Problem description: Every record must be repeated precisely as it stands.

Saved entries
PR #673, opened 2017-07-12
From<io::Error> for nix::Error

vincenthage:
Allows implicit conversions from `std::io::Error` to `nix::Error`.
Now you can do this:
```rust
use std::fs::FileType;
use nix::Result;

fn get_file_type(path: &Path) -> Result<FileType> {
    // `symlink_metadata` returns an `std::io::Error`
    let metadata = path.symlink_metadata()?;

    metadata.file_type()
}
```

### DIFF
--- a/src/lib.rs
+++ b/src/lib.rs
@@ -77,6 +77,7 @@ use std::path::{Path, PathBuf};
 use std::os::unix::ffi::OsStrExt;
 use std::fmt;
 use std::error;
+use std::io::{Error as IOError, ErrorKind as IOErrorKind};
 use libc::PATH_MAX;
 
 /// Nix Result Type
@@ -92,6 +93,8 @@ pub type Result<T> = result::Result<T, Error>;
 #[derive(Clone, Copy, Debug, PartialEq)]
 pub enum Error {
     Sys(errno::Errno),
+    /// Error received from one of std::io's functions; it does not have a corresponding errno.
+    IOError(IOErrorKind),
     InvalidPath,
     /// The operation involved a conversion to Rust's native String type, which failed because the
     /// string did not contain all valid UTF-8.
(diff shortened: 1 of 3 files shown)


Susurrus:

Exercise output:
PR #673, opened 2017-07-12
From<io::Error> for nix::Error

vincenthage:
Allows implicit conversions from `std::io::Error` to `nix::Error`.
Now you can do this:
```rust
use std::fs::FileType;
use nix::Result;

fn get_file_type(path: &Path) -> Result<FileType> {
    // `symlink_metadata` returns an `std::io::Error`
    let metadata = path.symlink_metadata()?;

    metadata.file_type()
}
```

### DIFF
--- a/src/lib.rs
+++ b/src/lib.rs
@@ -77,6 +77,7 @@ use std::path::{Path, PathBuf};
 use std::os::unix::ffi::OsStrExt;
 use std::fmt;
 use std::error;
+use std::io::{Error as IOError, ErrorKind as IOErrorKind};
 use libc::PATH_MAX;
 
 /// Nix Result Type
@@ -92,6 +93,8 @@ pub type Result<T> = result::Result<T, Error>;
 #[derive(Clone, Copy, Debug, PartialEq)]
 pub enum Error {
     Sys(errno::Errno),
+    /// Error received from one of std::io's functions; it does not have a corresponding errno.
+    IOError(IOErrorKind),
     InvalidPath,
     /// The operation involved a conversion to Rust's native String type, which failed because the
     /// string did not contain all valid UTF-8.
(diff shortened: 1 of 3 files shown)


Susurrus:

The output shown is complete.